The Battle of Río Salado, also known as the Battle of Tarifa, was a battle between the armies of King Alfonso XI of Castile and King Afonso IV of Portugal against Sultan Abu al-Hasan 'Ali of the Marinid dynasty and Yusuf I of Nazari Granada. The Rio Salado is a tributary of the Rio Jara, north of Tarifa.

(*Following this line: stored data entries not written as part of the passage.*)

PR #1732, opened 2020-09-11
added sequence diagram

TheDancingClown:


prycey77:
Nice! Clear easy to read code. Didn't check rubocop. More test doubles and mocks would be good. README file could do with updating.

PR #1734, opened 2020-09-12
Takeaway challenge

olliesmith3:


olliesmith3:
The code includes features for all user stories as well as a remove_item feature.
Things I would like to improve: further testing on the text class, testing on the order class for the place order method by using doubles of text_class and text, be able to send the message by creating a new instance of the text class.

spec/menu_spec.rb
```diff
@@ -0,0 +1,9 @@
+require 'menu'
+
+describe Menu do
```
vikjusko, line 3: You could define all of the menu options as constant in your menu class in order to avoid listing everything in your #print test.

lib/order.rb
```diff
@@ -0,0 +1,93 @@
...
+    end
+  end
+
+  def increase_total(item, quantity)
+    @menu.menu_list.each do |dish|
+      @total += (dish[:price] * quantity) if item == dish[:name]
+    end
+  end
+
+  def decrease_total(item, quantity)
```
vikjusko, line 73: Maybe the decrease_total method should state "Your basket is empty" or another statement rather than take the total amount to negative?

PR #1737, opened 2020-09-14
I am particularly unhappy with this.

obean:


lib/order.rb
```diff
@@ -0,0 +1,21 @@
...
+class Order
+  attr_reader :order_price, :valid_item
+  def initialize
+    @menu = Menu.new
+   # @basket = Basket.new
+    @basket = Basket.new
+    @order_price = 0
+  end
+
+  def select(*items)
```
Catzkorn, line 11: Think about edge cases here. E.g, if the user input a valid dish, but used Capitals. Possibly use .downcase on the parameter to account for this?

lib/order.rb
```diff
@@ -0,0 +1,21 @@
...
+    fail "Please select at least one dish" if items.empty?
+    items.each do |item|
+    @menu.food_items.each { |dish_hash| @basket.current_order << dish_hash if dish_hash[:food] == item }
```
Catzkorn, line 14: Getting a private method error when trying to run select in IRB. Is this due to not doing 'require 'basket'' at the top of the file?

lib/basket.rb
```diff
@@ -0,0 +1,38 @@
+require 'send_sms'
```
Catzkorn, line 1: required this file, but it doesn't exsist. This throws the error 'LoadError (cannot load such file -- send_sms)' when trying to require basket in rb.

lib/order.rb
```diff
@@ -0,0 +1,21 @@
+require './lib/menu'
+class Order
+  attr_reader :order_price, :valid_item
+  def initialize
```
Catzkorn, line 4: Could use dependency injection here as to not hardcode the order class to menu and basket.

spec/basket_spec.rb
```diff
@@ -0,0 +1,51 @@
+require 'basket'
+require 'timecop'
+describe Basket do
+  it "contains the current order array" do
+    expect(subject.instance_variable_get(:@current_order)).to be_an_instance_of(Array)
+  end
+  
+  describe "#price" do
```
Catzkorn, line 8: Good use of #methods throughout tests, but I think this should be #price_total.

PR #1738, opened 2020-09-14
Takeaway challenge- partial solution

CRTW26:
Completed user stories 1,2,4
3 and bonus not completed.


lib/confirm.rb
```diff
@@ -0,0 +1,20 @@
+require 'rubygems'
+require 'twilio-ruby'
+require 'dotenv'
+Dotenv.load 
+
+class Text
+  
+  def sms
+
+    account_sid = ENV["TWILIO_ACCOUNT_SID"]
```
veronicavlee89, line 10: Great use of environment config

spec/order_spec.rb
```diff
@@ -0,0 +1,27 @@
+require 'customer'
+
+RSpec.describe Order do 
+
+  let(:order) { Order.new }
+  let(:takeaway) { double('takeaway', :view => {}, :menu => { chicken: 4.99, chips: 1.50 }) }
+  
+  it 'customer can view menu' do 
+    expect(order.view).to be_instance_of Hash
```
veronicavlee89, line 9: This test could expect that the order.view is eq to the result of takeaway.view (with some value returned), to make sure it's not overriding and returning just any hash

spec/order_spec.rb
```diff
@@ -0,0 +1,27 @@
...
+  end 
+
+  it 'customer can add item to basket' do 
+    expect { order.add_to_basket }.to change { order.basket.count }.by(1)
+  end 
+  
+  it 'customer can select dish and add to basket' do 
+    order.select_dish('chicken', 2, 4.99)
+    expected = [{ 'chicken' => 2 }]
```
veronicavlee89, line 18: I like how you've defined 'expected', tests are clear and easy to follow

lib/order.rb
```diff
@@ -0,0 +1,43 @@
...
+    @selection = {}
+    @total = 0
+  end 
+
+  def view
+    @takeaway.view
+  end 
+
+  def select_dish(dish, quantity, price)
+    @selection[dish] = quantity
```
veronicavlee89, line 22: 'selection' could potentially be a hash defined inside the method rather than an instance variable, and passed through to add_to_basket(selection). Then you won't need to nil it after each use

PR #1739, opened 2020-09-14
Takeaway Challenge 

cfujiname:
Challenge built with help of extra material


lib/SMS.rb
```diff
@@ -0,0 +1,30 @@
+require 'twilio-ruby'
+class SMS
+
+  TIME_FORMAT = "%H:%M"
+
+  def initialize(config, client: nil)
+    @client = client || Twilio::REST::Client.new(config[:account_sid], config[:auth_token])
+    @config = config
```
JYip93, line 8: config parameters could be refactored with ENV variables for it to be called easier and safer to store since the credentials on your machine.

JYip93, line 8: config parameters could be refactored with ENV variables for it to be called easier and safer to store since the credentials on your machine.

lib/takeaway.rb
```diff
@@ -6,4 +7,36 @@ def select_dishes(selected_dishes)
...
+    @menu = menu
+    @ordering = ordering || Ordering.new(menu) #initialize order from order class, order being nil
+    @sms = sms || SMS.new(config)
+  end
+
+  def print_menu # US1
+    menu.print # calling the menu from the Menu class, menu will handle printing the menu
+  end
+
+  def place_order(list_of_dishes)
```
JYip93, line 25: Nice and compact method for place_order!

lib/takeaway.rb
```diff
@@ -6,4 +7,36 @@ def select_dishes(selected_dishes)
...
+    add_dish(list_of_dishes)
+    sms.deliver_sms
```
JYip93, line 27: Maybe change the sms.deliver_sms and ordering.sum around? Since it will send a text before actually adding the sum of the order

lib/menu.rb
```diff
@@ -15,5 +16,29 @@ def list_of_dishes
...
   def print_menu
     list_of_dishes
+=======
+class Menu
+
+  # create attr_reader to pass method
+  attr_reader :list_of_dishes
+
+  def initialize(list_of_dishes)
+    @list_of_dishes = list_of_dishes
```
JYip93, line 26: Can add the menu inside as an instance variable of Menu instead of inputting it each time

lib/takeaway.rb
JYip93, line 27: To fufill US3, you can add another method that will check the total and subtotal equal each other before sending the text. If they're not equal you can throw an error. You will need to hardcode/double a wrong subtotal/total in your tests for this to fail though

The allied Castilians and Portuguese pursued the Muslims ruthlessly, chasing them to the river Guadamecí, 6 km from the battlefield, although many remained in the hills and plundered the Sultan's camp. Little mercy was shown here, and many of the Sultan's women were killed. Both Abu Hasan and Yusuf reached Algeciras; the Sultan took refuge in Gibraltar and crossed to Ceuta in a galley that night. The Marinids had suffered a decisive defeat and returned to Africa.

Siege of Algiciras

Never again would a Muslim army be able to invade the Iberian Peninsula. Control of the Straits of Gibraltar was now in the hands of the Christians, specifically the Castilians and the Genoese. The war with the Nazarids of Granada continued for another ten years, during which Alfonso XI made some small territorial gains on the western frontier. Most importantly, the city of Algeciras, a valuable bridgehead held by the Marinids, was finally retaken in 1344 after a two-year siege.

The siege was widely publicised and attracted volunteers from all over Europe. An attempt to retake Gibraltar from the King of Granada was thwarted, but Castile was content to isolate the citadel from the rest of the Muslim territory when peace was agreed in 1350, following the death of Alfonso XI in his camp during the Great Plague. Gibraltar was not conquered until 1492.

Kingdom of Cordoba, Kingdom of Jaen, Kingdom of Sevilla and Kingdom of Granada.

The territories captured by the Crown of Castile during the latter part of the Reconquista became known as the Kingdoms of Andalucía (Reinos de Andalucía). These were delineated in line with the former Moorish 'taifas', and comprised the Kingdoms of Cordoba (1236), Jaen (1246), Sevilla (1248) and later Granada (1492). The Kingdoms remained for administration until the post French reorganisation of Spain in 1833 when the present provinces were created.